**Provided records**
──────────────────────────────

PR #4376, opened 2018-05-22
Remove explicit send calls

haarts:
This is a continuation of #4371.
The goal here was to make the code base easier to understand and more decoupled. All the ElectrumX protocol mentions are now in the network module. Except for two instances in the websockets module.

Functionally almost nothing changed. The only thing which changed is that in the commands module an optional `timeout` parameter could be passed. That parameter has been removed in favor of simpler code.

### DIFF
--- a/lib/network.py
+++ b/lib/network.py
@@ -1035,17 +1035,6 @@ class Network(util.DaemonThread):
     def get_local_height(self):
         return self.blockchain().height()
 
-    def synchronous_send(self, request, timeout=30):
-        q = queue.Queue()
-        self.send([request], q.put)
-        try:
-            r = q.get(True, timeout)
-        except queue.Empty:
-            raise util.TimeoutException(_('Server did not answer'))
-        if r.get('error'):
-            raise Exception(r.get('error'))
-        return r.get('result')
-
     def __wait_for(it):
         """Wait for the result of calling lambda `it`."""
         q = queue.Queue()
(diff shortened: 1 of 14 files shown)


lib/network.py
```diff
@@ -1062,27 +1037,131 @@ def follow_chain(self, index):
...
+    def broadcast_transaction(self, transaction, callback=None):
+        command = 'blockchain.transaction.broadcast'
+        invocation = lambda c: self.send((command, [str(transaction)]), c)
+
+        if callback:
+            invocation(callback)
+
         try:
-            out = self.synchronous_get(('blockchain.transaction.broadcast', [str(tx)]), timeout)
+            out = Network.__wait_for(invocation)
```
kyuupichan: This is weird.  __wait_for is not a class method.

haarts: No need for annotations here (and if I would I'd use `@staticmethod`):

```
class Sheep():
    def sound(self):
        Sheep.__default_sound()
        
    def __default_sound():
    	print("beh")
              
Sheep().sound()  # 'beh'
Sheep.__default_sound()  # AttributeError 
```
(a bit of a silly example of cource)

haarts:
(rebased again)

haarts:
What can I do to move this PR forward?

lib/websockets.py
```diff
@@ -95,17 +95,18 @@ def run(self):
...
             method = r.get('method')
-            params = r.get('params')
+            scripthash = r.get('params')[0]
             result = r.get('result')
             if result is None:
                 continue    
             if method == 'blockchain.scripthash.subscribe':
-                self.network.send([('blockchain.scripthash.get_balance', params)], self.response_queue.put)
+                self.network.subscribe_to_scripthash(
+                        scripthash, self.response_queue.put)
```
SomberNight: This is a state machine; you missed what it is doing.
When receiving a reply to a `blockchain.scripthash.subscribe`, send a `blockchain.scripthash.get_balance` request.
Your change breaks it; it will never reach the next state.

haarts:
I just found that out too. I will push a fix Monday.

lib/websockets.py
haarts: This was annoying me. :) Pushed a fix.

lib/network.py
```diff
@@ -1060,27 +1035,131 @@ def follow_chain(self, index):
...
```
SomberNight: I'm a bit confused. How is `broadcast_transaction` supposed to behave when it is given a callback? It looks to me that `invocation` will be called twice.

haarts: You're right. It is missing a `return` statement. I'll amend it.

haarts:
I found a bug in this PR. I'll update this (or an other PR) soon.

──────────────────────────────

**Task details**
Reproduce the material. Keep every word as written.

**Written answer**
PR #4376, opened 2018-05-22
Remove explicit send calls

haarts:
This is a continuation of #4371.
The goal here was to make the code base easier to understand and more decoupled. All the ElectrumX protocol mentions are now in the network module. Except for two instances in the websockets module.

Functionally almost nothing changed. The only thing which changed is that in the commands module an optional `timeout` parameter could be passed. That parameter has been removed in favor of simpler code.

### DIFF
--- a/lib/network.py
+++ b/lib/network.py
@@ -1035,17 +1035,6 @@ class Network(util.DaemonThread):
     def get_local_height(self):
         return self.blockchain().height()
 
-    def synchronous_send(self, request, timeout=30):
-        q = queue.Queue()
-        self.send([request], q.put)
-        try:
-            r = q.get(True, timeout)
-        except queue.Empty:
-            raise util.TimeoutException(_('Server did not answer'))
-        if r.get('error'):
-            raise Exception(r.get('error'))
-        return r.get('result')
-
     def __wait_for(it):
         """Wait for the result of calling lambda `it`."""
         q = queue.Queue()
(diff shortened: 1 of 14 files shown)


lib/network.py
```diff
@@ -1062,27 +1037,131 @@ def follow_chain(self, index):
...
+    def broadcast_transaction(self, transaction, callback=None):
+        command = 'blockchain.transaction.broadcast'
+        invocation = lambda c: self.send((command, [str(transaction)]), c)
+
+        if callback:
+            invocation(callback)
+
         try:
-            out = self.synchronous_get(('blockchain.transaction.broadcast', [str(tx)]), timeout)
+            out = Network.__wait_for(invocation)
```
kyuupichan: This is weird.  __wait_for is not a class method.

haarts: No need for annotations here (and if I would I'd use `@staticmethod`):

```
class Sheep():
    def sound(self):
        Sheep.__default_sound()
        
    def __default_sound():
    	print("beh")
              
Sheep().sound()  # 'beh'
Sheep.__default_sound()  # AttributeError 
```
(a bit of a silly example of cource)

haarts:
(rebased again)

haarts:
What can I do to move this PR forward?

lib/websockets.py
```diff
@@ -95,17 +95,18 @@ def run(self):
...
             method = r.get('method')
-            params = r.get('params')
+            scripthash = r.get('params')[0]
             result = r.get('result')
             if result is None:
                 continue    
             if method == 'blockchain.scripthash.subscribe':
-                self.network.send([('blockchain.scripthash.get_balance', params)], self.response_queue.put)
+                self.network.subscribe_to_scripthash(
+                        scripthash, self.response_queue.put)
```
SomberNight: This is a state machine; you missed what it is doing.
When receiving a reply to a `blockchain.scripthash.subscribe`, send a `blockchain.scripthash.get_balance` request.
Your change breaks it; it will never reach the next state.

haarts:
I just found that out too. I will push a fix Monday.

lib/websockets.py
haarts: This was annoying me. :) Pushed a fix.

lib/network.py
```diff
@@ -1060,27 +1035,131 @@ def follow_chain(self, index):
...
```
SomberNight: I'm a bit confused. How is `broadcast_transaction` supposed to behave when it is given a callback? It looks to me that `invocation` will be called twice.

haarts: You're right. It is missing a `return` statement. I'll amend it.

haarts:
I found a bug in this PR. I'll update this (or an other PR) soon.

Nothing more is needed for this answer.